__TASK GOAL__:
Where a line below holds the string "upcoming", that line goes into the answer.

__DATA__:
PR #383, opened 2026-05-12
feat(sources/community/cal): add Cal.com community source

### LINKED ISSUE #382: design: add Cal community source
## Summary

Add a new community `cal` source that lets Coral query scheduling, bookings, events, availability, and routing data from Cal.com through SQL. This enables querying meeting activity, scheduling analytics, host utilization, cancellations, and workflow automation data directly from Coral.

## Motivation

Cal.com is a widely used open-source scheduling and booking platform. Teams often need to answer questions like:

- “Which event types have the highest booking volume?”
- “What hosts are receiving the most meetings?”
- “How many meetings were cancelled or rescheduled?”
- “Which time slots have the highest utilization?”
- “How are routing forms and scheduling workflows performing?”

Without a bundled source, users need to manually integrate Cal.com APIs or export booking data into external systems. A first-party source makes these workflows accessible for SQL querying, dashboards, scheduling analytics, and operational workflows.

## Proposed design

Add a new source under `sources/community/cal`, implemented using Coral’s HTTP source-spec model.

Inputs:

- `CAL_API_KEY`
- optional `CAL_BASE_URL`

Auth:

- HTTP Bearer Token authentication

Supported environments:

- Cal.com Cloud
- self-hosted Cal.com instances

Default base URL:

- `https://api.cal.com`

Proposed tables:

- `users`
  - users and hosts accessible with the provided API key

- `bookings`
  - scheduled meetings, attendees, status, cancellations, and timestamps

- `event_types`
  - event configuration including duration, slug, scheduling settings, and visibility

- `availability`
  - host availability schedules and booking windows

- `routing_forms`
  - routing forms and lead qualification workflows

- `teams`
  - teams and organizational scheduling structures

Design details:

- use `Timestamp` for ISO-8601 date fields
- preserve nested payloads as `Json`
- support both cloud and self-hosted deployments
- keep v1 focused on scheduling analytics and operational workflows

Affected surface:

- community source only
- expected files:
  - `sources/community/cal/manifest.yaml`
  - `sources/community/cal/README.md`
  - generated source docs

No CLI, runtime, MCP, or config changes are proposed.

## Drawbacks and trade-offs

Large booking datasets may require pagination and filtering to avoid excessive API requests.

Some APIs and scheduling workflows may vary between self-hosted and cloud deployments depending on enabled modules and Cal.com version compatibility.

## Alternatives considered

- Exporting scheduling data into warehouses before querying adds operational overhead
- A bookings-only source would simplify implementation, but event types and availability data are important for operational analytics workflows

## Open questions

- Should workflows and webhook events be added in v2?
- Should payment and invoice integrations become separate tables later?
- Any concerns around pagination or rate limits for large scheduling datasets?

jishanahmed-shaikh:
Closes #382 

## What changed

Adds a new community source for Cal under `sources/community/cal/`.

**Tables (4):**
- `me` — profile of the authenticated user; confirms connectivity and surfaces username, time zone, and default schedule ID
- `event_types` — bookable meeting configurations with duration, slug, booking URL, schedule assignment, buffer times, and visibility settings
- `bookings` — scheduled meetings with status, attendee info, host details, cancellation and rescheduling metadata; cursor-paginated; optional filters for `status`, `attendee_email`, `attendee_name`, and `event_type_id`
- `schedules` — availability schedules with time zone, default flag, and availability windows

**Auth:** 
- Bearer token via `CAL_API_KEY` `(Settings → Security → API Keys)`
- Supports Cal.com Cloud and self-hosted instances via `CAL_BASE_URL` (default: `https://api.cal.com`). 
- Uses `cal-api-version: 2024-06-14`.

## Why it changed

Cal.com is a widely used open-source scheduling platform. Being able to query booking volume, cancellation rates, event type utilisation, and host activity via SQL is a natural fit for Coral — especially for teams running scheduling analytics or operational workflows.

## What was tested

- `coral source lint` — passes
- `uv` / `yamllint` / `make lint-sources` — passes across all sources
- `coral source test cal` — 2/2 test queries pass
- Live queries verified against a real Cal.com account:
  - `me` — returns authenticated user profile with correct columns
  - `event_types` — returns event types with correct columns
  - `schedules` — returns default schedule with time zone and availability
  - `bookings` — schema verified; cursor pagination confirmed working

## User-visible impact

New `cal` source installable via:

```bash
CAL_API_KEY=cal_live_... 
coral source add --file sources/community/cal/manifest.yaml
```

## Follow-on

- Routing forms table (`GET /v2/routing-forms`) could be added in a follow-up
- Teams table for team scheduling analytics

### DIFF
--- a/sources/community/cal/README.md
+++ b/sources/community/cal/README.md
@@ -1,0 +1,112 @@
+# Cal.com
+
+**Version:** 0.1.0
+**Backend:** HTTP
+**Tables:** 4
+**Base URL:** `https://api.cal.com` (override with `CAL_BASE_URL`)
+
+Query bookings, event types, schedules, and profile data from Cal.com
+(Cloud or self-hosted).
+
+## Authentication
+
+Requires a `CAL_API_KEY`. Find it in **Settings → Security → API Keys**.
+
+- Test mode keys have the prefix `cal_`
+- Live mode keys have the prefix `cal_live_`
+
+```bash
+CAL_API_KEY=cal_live_... coral source add --file sources/community/cal/manifest.yaml
+```
+
+Or interactively:
+
+```bash
+CAL_API_KEY=cal_live_... coral source add --file sources/community/cal/manifest.yaml --interactive
+```
+
+### Self-hosted
+
+Set `CAL_BASE_URL` to your instance URL:
+
+```bash
+CAL_API_KEY=cal_... CAL_BASE_URL=https://cal.example.com \
+  coral source add --file sources/community/cal/manifest.yaml
+```
+
+## Tables
+
+| Table | Description | Optional filters |
+|---|---|---|
+| `me` | Profile of the authenticated user | — |
+| `event_types` | Bookable meeting configurations | — |
+| `bookings` | Scheduled meetings and their status | `status`, `attendee_email`, `attendee_name`, `event_type_id` |
+| `schedules` | Availability schedules | — |
+
+## Quick start
+
+```bash
+# Confirm connectivity and see your profile
+coral sql "SELECT id, username, email, name, time_zone FROM cal.me"
+
+# List all event types
+coral sql "
+  SELECT id, title, slug, length_in_minutes, hidden, booking_url
+  FROM cal.event_types
+  ORDER BY length_in_minutes
+"
+
+# All bookings
+coral sql "
+  SELECT id, uid, title, status, start, duration, event_type_id
+  FROM cal.bookings
+  ORDER BY start DESC
+  LIMIT 20
+"
+
+# Filter bookings by status
+coral sql "
+  SELECT uid, title, start, host__name, host__email
+  FROM cal.bookings
+  WHERE status = 'cancelled'
+  ORDER BY start DESC
+  LIMIT 20
+"
+
+# Bookings for a specific event type
+coral sql "
+  SELECT uid, title, start, status
+  FROM cal.bookings
+  WHERE event_type_id = <your-event-type-id>
+  ORDER BY start DESC
+"
+
+# Booking volume by event type
+coral sql "
+  SELECT event_type__slug, status, COUNT(*) as count
+  FROM cal.bookings
+  GROUP BY event_type__slug, status
+  ORDER BY count DESC
+"
+
+# Availability schedules
+coral sql "
+  SELECT id, name, time_zone, is_default
+  FROM cal.schedules
+"
+```
+
+## Discovery order
+
+```text
+me
+  → default_schedule_id → schedules.id
+
+event_types
+  → id (event_type_id)
+    → bookings (WHERE event_type_id = '...')
+  → schedule_id → schedules.id
+
+bookings
+  → event_type_id → event_types.id
+```
--- a/sources/community/cal/README.md
+++ b/sources/community/cal/README.md
@@ -19,7 +19,7 @@ Requires a `CAL_API_KEY`. Find it in **Settings → Security → API Keys**.
 CAL_API_KEY=cal_live_... coral source add --file sources/community/cal/manifest.yaml
 ```
 
-Or interactively:
+Run from the repo root. Or interactively:
 
 ```bash
 CAL_API_KEY=cal_live_... coral source add --file sources/community/cal/manifest.yaml --interactive
--- a/sources/community/cal/README.md
+++ b/sources/community/cal/README.md
@@ -69,7 +69,7 @@ coral sql "
 
 # Recent bookings
 coral sql "
-  SELECT id, uid, status, start, duration, host_name, attendee_email
+  SELECT id, uid, status, start, end_time, duration, host_name, attendee_email
   FROM cal.bookings
   ORDER BY start DESC
   LIMIT 20
--- a/sources/community/cal/README.md
+++ b/sources/community/cal/README.md
@@ -12,7 +12,7 @@ Query bookings, event types, schedules, and profile data from Cal.com
 
 Requires a `CAL_API_KEY`. Find it in **Settings → Security → API Keys**.
 
-- Test mode keys have the prefix `cal_`
+- Test mode keys have the prefix `cal_test_`
 - Live mode keys have the prefix `cal_live_`
 
 ```bash
@@ -30,7 +30,7 @@ CAL_API_KEY=cal_live_... coral source add --file sources/community/cal/manifest.
 Set `CAL_BASE_URL` to your instance URL:
 
 ```bash
-CAL_API_KEY=cal_... CAL_BASE_URL=https://cal.example.com \
+CAL_API_KEY=cal_test_... CAL_BASE_URL=https://cal.example.com \
   coral source add --file sources/community/cal/manifest.yaml
 ```
 
@@ -40,8 +40,19 @@ CAL_API_KEY=cal_... CAL_BASE_URL=https://cal.example.com \
 |---|---|---|
 | `me` | Profile of the authenticated user | — |
 | `event_types` | Bookable meeting configurations | — |
-| `bookings` | Scheduled meetings and their status | `status`, `attendee_email`, `attendee_name`, `event_type_id` |
+| `bookings` | Scheduled meetings and their status | `status`, `attendee_email`, `attendee_name`, `event_type_id`, `after_start`, `before_end`, `after_created_at`, `before_created_at` |
 | `schedules` | Availability schedules | — |
+
+### Bookings status filter note
+
+The `status` filter and the `status` response column use different vocabularies:
+
+| | Values |
+|---|---|
+| Filter (`WHERE status = '...'`) | `upcoming`, `recurring`, `past`, `cancelled`, `unconfirmed` |
+| Response column | `accepted`, `cancelled`, `pending`, `rejected` |
+
+The filter accepts **at most one value** per query — passing multiple values returns 400.
 
 ## Quick start
 
@@ -56,17 +67,26 @@ coral sql "
   ORDER BY length_in_minutes
 "
 
-# All bookings
+# Recent bookings
 coral sql "
-  SELECT id, uid, title, status, start, duration, event_type_id
+  SELECT id, uid, status, start, duration, host_name, attendee_email
   FROM cal.bookings
   ORDER BY start DESC
   LIMIT 20
 "
 
-# Filter bookings by status
+# Bookings in the last 7 days
 coral sql "
-  SELECT uid, title, start, host__name, host__email
+  SELECT uid, title, status, start, host_name, attendee_email
+  FROM cal.bookings
+  WHERE after_start = '2026-05-06T00:00:00Z'
+    AND before_end = '2026-05-13T00:00:00Z'
+  ORDER BY start DESC
+"
+
+# Cancelled bookings
+coral sql "
+  SELECT uid, title, start, cancellation_reason, cancelled_by_email
   FROM cal.bookings
   WHERE status = 'cancelled'
   ORDER BY start DESC
@@ -75,25 +95,22 @@ coral sql "
 
 # Bookings for a specific event type
 coral sql "
-  SELECT uid, title, start, status
+  SELECT uid, title, start, status, attendee_email
   FROM cal.bookings
   WHERE event_type_id = <your-event-type-id>
   ORDER BY start DESC
 "
 
-# Booking volume by event type
+# Booking volume by event type slug
 coral sql "
-  SELECT event_type__slug, status, COUNT(*) as count
+  SELECT event_type_slug, status, COUNT(*) as count
   FROM cal.bookings
-  GROUP BY event_type__slug, status
+  GROUP BY event_type_slug, status
   ORDER BY count DESC
 "
 
 # Availability schedules
-coral sql "
-  SELECT id, name, time_zone, is_default
-  FROM cal.schedules
-"
+coral sql "SELECT id, name, time_zone, is_default FROM cal.schedules"
 ```
 
 ## Discovery order
--- a/sources/community/cal/README.md
+++ b/sources/community/cal/README.md
@@ -97,7 +97,7 @@ coral sql "
 coral sql "
   SELECT uid, title, start, status, attendee_email
   FROM cal.bookings
-  WHERE event_type_id = <your-event-type-id>
+  WHERE event_type_id = 12345
   ORDER BY start DESC
 "
 
--- a/sources/community/cal/manifest.yaml
+++ b/sources/community/cal/manifest.yaml
@@ -315,7 +315,7 @@ tables:
     description: Scheduled meetings and their status
     guide: |
       Each row is one booking. `event_type_id` joins to `cal.event_types`.
-      `start` and `end` are Timestamps — use them for time-based filtering
+      `start` and `end_time` are Timestamps — use them for time-based filtering
       (e.g. WHERE start > NOW() - INTERVAL '7 days').
 
       The `status` filter and the `status` response column use different
--- a/sources/community/cal/manifest.yaml
+++ b/sources/community/cal/manifest.yaml
@@ -17,8 +17,9 @@ inputs:
     kind: variable
     default: https://api.cal.com
     hint: |
-      Base URL for the Cal.com API. Use the default for Cal.com Cloud.
-      For self-hosted Cal.com instances use your own host URL.
+      Base URL for the Cal.com API. Use the default (https://api.cal.com)
+      for Cal.com Cloud. For self-hosted Cal.com instances use your own
+      host URL.
 base_url: "{{input.CAL_BASE_URL}}"
 auth:
   type: HeaderAuth
@@ -159,7 +160,8 @@ tables:
       meeting duration. `hidden = true` means the event type is not
       publicly visible. Results are scoped to the API key owner —
       individual keys return only their own event types; org-scoped keys
-      return all event types in the organization.
+      return all event types in the organization. Org-scoped keys may
+      return large result sets as this table is not paginated.
     request:
       method: GET
       path: /v2/event-types
@@ -326,7 +328,10 @@ tables:
       and merge results.
 
       Use `after_start` / `before_end` for time-window queries instead of
-      fetching all bookings and filtering client-side.
+      fetching all bookings and filtering client-side. Note that
+      `after_start`, `before_end`, `after_created_at`, and
+      `before_created_at` are filter-only parameters and do not appear
+      as selectable columns in the result.
     filters:
       - name: status
         required: false
--- a/sources/community/cal/manifest.yaml
+++ b/sources/community/cal/manifest.yaml
@@ -445,7 +445,7 @@ tables:
             kind: path
             path:
               - start
-      - name: end
+      - name: end_time
         type: Timestamp
         nullable: true
         description: Booking end time
--- a/sources/community/cal/manifest.yaml
+++ b/sources/community/cal/manifest.yaml
@@ -10,8 +10,8 @@ inputs:
     kind: secret
     hint: |
       Your Cal.com API key. Find it in Settings > Security > API Keys.
-      Test mode keys have the prefix cal_ and live mode keys have the
-      prefix cal_live_.
+      Test mode keys have the prefix cal_test_ and live mode keys have
+      the prefix cal_live_.
       See [Cal.com API docs](https://cal.com/docs/api-reference/v2/introduction).
   CAL_BASE_URL:
     kind: variable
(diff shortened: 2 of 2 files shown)


jishanahmed-shaikh:
@cubic-dev-ai Review

antonmry:
Hi @jishanahmed-shaikh , thanks for the contribution. Have you already completed the CLA process? https://github.com/withcoral/coral/blob/main/CONTRIBUTING.md#licence

jishanahmed-shaikh:
> Hi @jishanahmed-shaikh , thanks for the contribution. Have you already completed the CLA process? https://github.com/withcoral/coral/blob/main/CONTRIBUTING.md#licence

Yes I have already completed the Process

sources/community/cal/manifest.yaml
```diff
@@ -0,0 +1,696 @@
...
+    pagination:
+      mode: cursor_query
+      cursor_param: cursor
+      response_cursor_path:
+        - pagination
+        - nextCursor
+      page_size:
+        default: 100
+        max: 100
+        query_param: take
```
antonmry: Hi! Thanks for putting this together. While reading the [Cal v2 _Get all bookings_ docs](https://cal.com/docs/api-reference/v2/bookings/get-all-bookings) I noticed the page-size query parameter there is documented as `limit` (default 50), not `take`. Could you double-check whether `take` is actually being honoured by Cal, or whether the request silently falls back to Cal's default 50? It might also be worth re-confirming the `max: 100` value against the docs — I couldn't find a documented upper bound. WDYT?

sources/community/cal/manifest.yaml
```diff
@@ -0,0 +1,696 @@
...
+      For self-hosted Cal.com instances use your own host URL.
+base_url: "{{input.CAL_BASE_URL}}"
+auth:
+  type: HeaderAuth
+  headers:
+    - name: Authorization
+      from: template
+      template: Bearer {{input.CAL_API_KEY}}
+request_headers:
+  - name: cal-api-version
```
antonmry: One thing I'd love your read on: Cal v2 seems to use per-endpoint `cal-api-version` headers — e.g., the docs I read mention `2024-06-14` for event-types, `2024-06-11` for [schedules](https://cal.com/docs/api-reference/v2/schedules/get-all-schedules), and `2026-05-01` for [bookings](https://cal.com/docs/api-reference/v2/bookings/get-all-bookings). Pinning a single global version here works today (likely via a server-side fallback), but do you think it's worth moving the header into each table's `request` so we're explicit about which schema we expect? Curious what you've seen in live testing.

sources/community/cal/manifest.yaml
```diff
@@ -0,0 +1,696 @@
...
+      person's meetings. Results are cursor-paginated newest-first.
+    filters:
+      - name: status
+        required: false
+      - name: attendee_email
+        required: false
+      - name: attendee_name
+        required: false
+      - name: event_type_id
+        required: false
```
antonmry, line 343: Curious whether you considered adding time-range filters here? The Cal v2 [bookings endpoint](https://cal.com/docs/api-reference/v2/bookings/get-all-bookings) documents `afterStart`, `beforeEnd`, `afterCreatedAt`, `beforeCreatedAt`, `afterUpdatedAt` / `beforeUpdatedAt`, plus a multi-value `eventTypeIds`. Without those, common analytical queries ("cancellations this week", "bookings in last 30 days") have to fetch every booking and filter client-side. Would you be open to wiring at least the date-range ones through?

sources/community/cal/manifest.yaml
```diff
@@ -0,0 +1,696 @@
...
+          path:
+            - disableGuests
+  - name: bookings
+    description: Scheduled meetings and their status
+    guide: |
+      Each row is one booking. Use `status` to filter by accepted,
+      cancelled, or pending. `event_type_id` joins to `cal.event_types`.
+      `start` and `end` are ISO 8601 timestamps. Filter by `status` to
+      analyse cancellations or by `attendee_email` to look up a specific
+      person's meetings. Results are cursor-paginated newest-first.
```
antonmry: Reading the Cal docs, it looks like the `status` query filter uses one vocabulary (`upcoming` / `recurring` / `past` / `cancelled` / `unconfirmed`, single-value-only — multiple values returns 400) while the response `status` field uses another (`ACCEPTED` / `CANCELLED` / `PENDING` / `REJECTED`). The current column description and this guide refer to the response vocabulary, but the same name `status` is also a filter. Do you think it's worth calling that distinction out in the guide so users don't accidentally write `WHERE status IN ('pending', 'cancelled')` and hit a 400?

sources/community/cal/manifest.yaml
```diff
@@ -0,0 +1,696 @@
...
+          kind: from_filter
+          key: status
+      - name: filter_attendee_email
+        type: Utf8
+        nullable: true
+        virtual: true
+        description: Echoes the attendee_email filter applied to this query
+        expr:
+          kind: from_filter
+          key: attendee_email
```
antonmry: Could you walk me through the intent of the `filter_status` / `filter_attendee_email` virtual columns? Looking at how `from_filter` is used in `sources/core/linear/manifest.yaml` and `sources/core/notion/manifest.yaml`, the existing pattern seems to be one column per filter (named the same as the filter), without a parallel "real" column from the response. Here we end up with both a `status` response column and a `filter_status` virtual column — and `attendee_name` / `event_type_id` filters don't have echo columns at all. Would the source be easier to use if we picked one convention?

sources/community/cal/manifest.yaml
```diff
@@ -0,0 +1,696 @@
...
+      - name: meeting_url
+        type: Utf8
+        nullable: true
+        virtual: false
+        description: Video meeting URL
+        expr:
+          kind: path
+          path:
+            - meetingUrl
+      - name: host__id
```
antonmry: Small consistency check — the nested-field flattening here uses double underscores (`host__id`, `host__name`, `event_type__slug`), but existing manifests like `sources/core/linear/manifest.yaml` flatten with single underscores (e.g., `team_id`, `team_name`). Is there a reason to keep the `__`, or would you be open to renaming to `host_id` / `event_type_slug` to match the rest of the repo?

sources/community/cal/manifest.yaml
```diff
@@ -0,0 +1,696 @@
...
+      - name: host__time_zone
+        type: Utf8
+        nullable: true
+        virtual: false
+        description: Host time zone (first host)
+        expr:
+          kind: first_array_item_path
+          path:
+            - hosts
+          item_path:
```
antonmry: The `bookings` table surfaces the first host (id/name/email/time_zone) but I couldn't find any attendee columns, even though the table accepts `attendee_email` / `attendee_name` as filters. If a user filters by an attendee they won't be able to see who the attendee actually is on the result row. Would it make sense to expose attendee fields the same way you've done for hosts?

sources/community/cal/manifest.yaml
```diff
@@ -0,0 +1,696 @@
...
+        - data
+      allow_404_empty: false
+      row_strategy: direct
+    pagination:
+      mode: none
+    columns:
+      - name: id
+        type: Int64
+        nullable: false
+        virtual: false
```
antonmry: Style nit: existing manifests in `sources/core/` (intercom, notion, linear) only set `virtual: true` and omit the field otherwise. Would you mind dropping `virtual: false` throughout to match the house style? It would also trim ~50 lines from the file.

sources/community/cal/manifest.yaml
```diff
@@ -0,0 +1,696 @@
...
+      - name: end
+        type: Utf8
+        nullable: true
+        virtual: false
+        description: Booking end time (ISO 8601)
+        expr:
+          kind: path
+          path:
+            - end
+      - name: duration
```
antonmry, line 464: Cal documents `start`, `end`, `createdAt`, `updatedAt` as ISO 8601 strings. The notion source models the equivalent fields as `Timestamp` rather than `Utf8`, which lets users do things like `WHERE start > NOW() - INTERVAL '7 days'`. Given bookings is the table users will most often time-filter, do you think `Timestamp` would be a friendlier choice here? (Happy to ignore if there's a reason the manifest is staying string-typed.)

sources/community/cal/README.md
```diff
@@ -0,0 +1,112 @@
...
+**Base URL:** `https://api.cal.com` (override with `CAL_BASE_URL`)
+
+Query bookings, event types, schedules, and profile data from Cal.com
+(Cloud or self-hosted).
+
+## Authentication
+
+Requires a `CAL_API_KEY`. Find it in **Settings → Security → API Keys**.
+
+- Test mode keys have the prefix `cal_`
```
antonmry: Quick nit — I think Cal's test-mode keys actually carry the prefix `cal_test_` (paired with `cal_live_`), not bare `cal_`. Could you double-check and tighten the wording so users don't expect any `cal_…` key without `_live_` to automatically be a test key?

sources/community/cal/manifest.yaml
```diff
@@ -0,0 +1,696 @@
...
+        virtual: false
+        description: Organization ID if the user belongs to an organization
+        expr:
+          kind: path
+          path:
+            - organizationId
+  - name: event_types
+    description: Event types configured by the authenticated user
+    guide: |
+      Each row is one event type — a bookable meeting configuration. Use
```
antonmry, line 157: The Cal v2 [event-types endpoint](https://cal.com/docs/api-reference/v2/event-types/get-all-event-types) supports `username`, `usernames`, `eventSlug`, `orgSlug`, `orgId` as filters. For single-user API keys none of this matters, but org-scoped keys will return a lot. Could the guide at least note that scope depends on the key's owner? Or, if you'd rather, expose `username` as a filter — interested in your take.

sources/community/cal/manifest.yaml
```diff
@@ -0,0 +1,696 @@
...
+          path:
+            - bio
+      - name: organization_id
+        type: Int64
+        nullable: true
+        virtual: false
+        description: Organization ID if the user belongs to an organization
+        expr:
+          kind: path
+          path:
```
antonmry, line 143: Minor: you surface `organization_id` here, but the `/v2/me` response also returns a nested `organization` object (with `isPlatform`). Worth either exposing both fields or mentioning in the guide that org details require a separate lookup — what do you think?

sources/community/cal/manifest.yaml
jishanahmed-shaikh: You're right, the current Cal v2 bookings docs document limit (default 50) as the page-size parameter, not take. I'll switch to limit and drop the max: 100 since there's no documented upper bound in the spec. Will refactor

sources/community/cal/manifest.yaml
jishanahmed-shaikh: Good catch. The bookings endpoint actually requires cal-api-version: 2026-05-01 per the current docs, that's the version that exposes the full filter set including afterStart, beforeEnd, etc. I'll move the version header into each table's request block so we're explicit about the schema each table expects, rather than relying on server-side fallback

sources/community/cal/manifest.yaml
jishanahmed-shaikh: Completely agree, these are the most useful filters for scheduling analytics. I'll wire through after_start, before_end, after_created_at, and before_created_at at minimum. I already has this in mind, working on this.

sources/community/cal/manifest.yaml
jishanahmed-shaikh: You're right, This might become an issue. The filter status and the response status column use completely different vocabularies. I'll update the guide to explicitly document both sets of values and warn that the filter accepts only one value at a time.

sources/community/cal/manifest.yaml
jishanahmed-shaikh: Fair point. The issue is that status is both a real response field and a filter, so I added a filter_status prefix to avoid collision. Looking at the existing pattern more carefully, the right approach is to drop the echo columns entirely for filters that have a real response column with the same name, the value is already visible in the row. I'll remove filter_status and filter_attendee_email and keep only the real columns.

__EXPECTED ANSWER__:
+| Filter (`WHERE status = '...'`) | `upcoming`, `recurring`, `past`, `cancelled`, `unconfirmed` |
antonmry: Reading the Cal docs, it looks like the `status` query filter uses one vocabulary (`upcoming` / `recurring` / `past` / `cancelled` / `unconfirmed`, single-value-only — multiple values returns 400) while the response `status` field uses another (`ACCEPTED` / `CANCELLED` / `PENDING` / `REJECTED`). The current column description and this guide refer to the response vocabulary, but the same name `status` is also a filter. Do you think it's worth calling that distinction out in the guide so users don't accidentally write `WHERE status IN ('pending', 'cancelled')` and hit a 400?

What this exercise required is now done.